Closed-form expressions yield the exact score and observed Fisher information for a noisy Gaussian random walk.

A machine-rendered reading of the paper's core claim, the machinery that carries it, and where it could break.

This paper derives analytical closed-form expressions for the exact computation of the score and the observed Fisher information matrix in a hidden Markov model where a Gaussian random walk is observed through Gaussian noise. The derivation uses Oakes' identity together with the forward-backward algorithm to achieve linear time complexity in the sequence length. A sympathetic reader would care because the resulting exact observed information supports direct construction of confidence intervals and Newton-Raphson parameter estimation without numerical differentiation or Monte Carlo approximations. The method is demonstrated on simulated data to produce both point estimates and intervals.

Core claim

We provide analytical and closed-form expressions for the exact computation of the score and the observed Fisher information matrix in a Gaussian random walk observed through Gaussian noise. Our method is based on the Oakes' identity and, as for the computation of the log-likelihood, its complexity in time is linear in the length of the sequence with the forward-backward (or Baum-Welch) algorithm. We illustrate the method over various simulation studies and provide parameter estimates computed with the Newton-Raphson algorithm along with confidence intervals.

What carries the argument

Oakes' identity applied to forward-backward recursions to obtain the observed Fisher information from the score in the Gaussian HMM

If this is right

The score and observed Fisher information matrix can be obtained exactly with the same linear-time forward-backward procedure used for the log-likelihood.
Newton-Raphson maximization of the likelihood becomes practical because the exact observed information supplies the Hessian approximation.
Asymptotic confidence intervals follow directly from the inverse of the computed observed information matrix.
The approach is validated on simulated sequences of varying lengths, confirming that parameter estimates and intervals are produced in practice.

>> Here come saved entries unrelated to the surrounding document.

PR #553, opened 2015-05-14
Resolve Test Woes

sudorandom:


sudorandom:
The fact that travis is failing is super confusing. The initial issue (python3 defaulting to ascii encoding) should have never happened because the proper LANG and LC_ALL environmental variables are set to use en_US.UTF-8 (http://docs.travis-ci.com/user/ci-environment/#Environment-variables).

I am still massively confused by this issue.

sudorandom:
The LANG environment variable was not being passed from tox into the test program (nose). The latest change passes the variable along if it exists and defaults to C.UTF-8 if it doesn't exit. Hopefully that works well for travis and most others.

It turns out that LANG and LC_ALL are very important.

PR #575, opened 2015-07-08
Allow editing of hardware server tags

lalinsky:


Neetuj:
adding a test case for adding, deleting  in vs_tests.py might be useful ..rest LGTM

PR #585, opened 2015-07-23
Fixes several incorrect descriptions

sudorandom:


sudorandom:
This change also improves the test_load_all test. It now actually runs each command with the `--help` option.

Issue #593, opened 2015-07-31
KeyError getting server detail from slcli


ajohnson1:
SoftLayer-4.0.4

c:\Python27>scripts\slcli server detail 240292
An unexpected error has occured:
Traceback (most recent call last):
  File "C:\Python27\lib\site-packages\SoftLayer\CLI\core.py", line 181, in main
    cli.main()
  File "C:\Python27\lib\site-packages\click\core.py", line 644, in main
    rv = self.invoke(ctx)
  File "C:\Python27\lib\site-packages\click\core.py", line 991, in invoke
    return _process_result(sub_ctx.command.invoke(sub_ctx))
  File "C:\Python27\lib\site-packages\click\core.py", line 991, in invoke
    return _process_result(sub_ctx.command.invoke(sub_ctx))
  File "C:\Python27\lib\site-packages\click\core.py", line 837, in invoke
    return ctx.invoke(self.callback, **ctx.params)
  File "C:\Python27\lib\site-packages\click\core.py", line 464, in invoke
    return callback(*args, **kwargs)
  File "C:\Python27\lib\site-packages\click\decorators.py", line 64, in new_func
    return ctx.invoke(f, obj, *args[1:], **kwargs)
  File "C:\Python27\lib\site-packages\click\core.py", line 464, in invoke
    return callback(*args, **kwargs)
  File "C:\Python27\lib\site-packages\SoftLayer\CLI\server\detail.py", line 100, in cli
    tag_row.append(tag['tag']['name'])
KeyError: 'tag'

Feel free to report this error as it is likely a bug:
    https://github.com/softlayer/softlayer-python/issues

This problem occurs on finding details of some bare metal machines, but not all.

sudorandom:
This should actually be fixed in the master branch and will go out in the next release. Thanks for bringing up the issue!

PR #594, opened 2015-07-31
 make sure if key does not exist no error is thrown

Neetuj:
use get instead of ['key'] ..should solve #593


sudorandom:
This already fixed in master (which is why this is conflicting)

PR #596, opened 2015-08-03
Adds Shell / Moves fixtures

sudorandom:
This commit adds a shell that can be started by simply calling 'slcli' with no command. The shell can be exited using ctrl + d. The shell has autocomplete. The shell probably needs a way to set global options (--fixtures, --debug, --proxy, --config, --timings, etc). In the future, this mode can be used to prompt for user input.

Fixtures were moved to a higher level to avoid needing test dependencies (nosetests, testtools, etc) to use fixtures.

This is still a bit of a WiP.


sudorandom:
Example Usage:

```bash
slcli shell
(0)> vs list
....
(0)>
```

Currently, the global options passed in when using `slcli shell` are maintained in every command in the shell. Those options can be overridden on a per-command basis. For example

```bash
slcli --fixtures shell
(0)> vs list
:.....:..........:..............:.............:............:........:
:  id : hostname :  primary_ip  :  backend_ip : datacenter : action :
:.....:..........:..............:.............:............:........:
: 100 : vs-test1 : 172.16.240.2 : 10.45.19.37 :   TEST00   :   -    :
: 104 : vs-test2 : 172.16.240.7 : 10.45.19.35 :   TEST00   :   -    :
:.....:..........:..............:.............:............:........:
(0)> --no-fixtures vs list
... (non-fixture data)...
```

The only place where this doesn't work as expected is the verbosity/debug level.

SoftLayer/shell/core.py
```diff
@@ -0,0 +1,158 @@
...
+@click.command()
+@environment.pass_env
+@click.pass_context
+def cli(ctx, env):
+    """Enters a shell for slcli."""
+
+    # Set up prompt_toolkit settings
+    app_path = click.get_app_dir('softlayer')
+    if not os.path.exists(app_path):
+        os.makedirs(os.path.dirname(app_path))
```
allmightyspiff: This should be
```python
    os.makedirs(app_path)
```

On mac I get the following. 
**os.path.dirname: /Users/christopher/Library/Application Support**
**app_path: /Users/christopher/Library/Application Support/softlayer**
```bash
~/Code/softlayer-python  $ ./slcli shell
Traceback (most recent call last):
  File "./slcli", line 7, in <module>
    load_entry_point('SoftLayer', 'console_scripts', 'slcli')()
  File "/Users/christopher/Code/softlayer-python/SoftLayer/CLI/core.py", line 178, in main
    cli.main(**kwargs)
  File "/Library/Python/2.7/site-packages/click-3.3-py2.7.egg/click/core.py", line 590, in main
    rv = self.invoke(ctx)
  File "/Library/Python/2.7/site-packages/click-3.3-py2.7.egg/click/core.py", line 936, in invoke
    return _process_result(sub_ctx.command.invoke(sub_ctx))
  File "/Library/Python/2.7/site-packages/click-3.3-py2.7.egg/click/core.py", line 782, in invoke
    return ctx.invoke(self.callback, **ctx.params)
  File "/Library/Python/2.7/site-packages/click-3.3-py2.7.egg/click/core.py", line 416, in invoke
    return callback(*args, **kwargs)
  File "/Library/Python/2.7/site-packages/click-3.3-py2.7.egg/click/decorators.py", line 64, in new_func
    return ctx.invoke(f, obj, *args[1:], **kwargs)
  File "/Library/Python/2.7/site-packages/click-3.3-py2.7.egg/click/core.py", line 416, in invoke
    return callback(*args, **kwargs)
  File "/Users/christopher/Code/softlayer-python/SoftLayer/shell/core.py", line 54, in cli
    os.makedirs(os.path.dirname(app_path))
  File "/System/Library/Frameworks/Python.framework/Versions/2.7/lib/python2.7/os.py", line 157, in makedirs
    mkdir(name, mode)
OSError: [Errno 17] File exists: '/Users/christopher/Library/Application Support'
```

sudorandom: Should be fixed now, thanks!

allmightyspiff:
Spot checked my favorite slcli calls and they all work great.

PR #2030, opened 2019-01-04
Fix build break

abgoswam:
Fix to mitigate the build break.


abgoswam:
Thanks Zeeshan for merging!

PR #2043, opened 2019-01-06
End of an era - Delete Microsoft.ML.Legacy

codemzs:
Deletes Microsoft.ML.Legacy project and related references/files including BatchPredictionEngine.

replaces #1971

Where Pith is reading between the lines

These are editorial extensions of the paper, not claims the author makes directly.

The same Oakes-plus-forward-backward strategy might be adapted to other linear-Gaussian state-space models that admit closed-form complete-data moments.
Exact observed information could reduce the variance of uncertainty estimates in downstream tasks such as change-point detection on noisy random-walk trajectories.
One could check whether the closed forms remain tractable when the observation noise variance is allowed to vary across time steps.

Load-bearing premise

Oakes' identity applies directly to this Gaussian hidden Markov model to obtain the observed Fisher information from the score without requiring additional approximations beyond the forward-backward recursions.

What would settle it

Numerical comparison of the analytical observed Fisher information against a finite-difference approximation of the Hessian of the log-likelihood on a fixed short simulated sequence; any systematic discrepancy would falsify the closed-form expressions.

Figures

Figures reproduced from arXiv: 2606.02118 by Alexandra Lefebvre, Gr\'egory Nuel (LPSM (UMR\_8001)).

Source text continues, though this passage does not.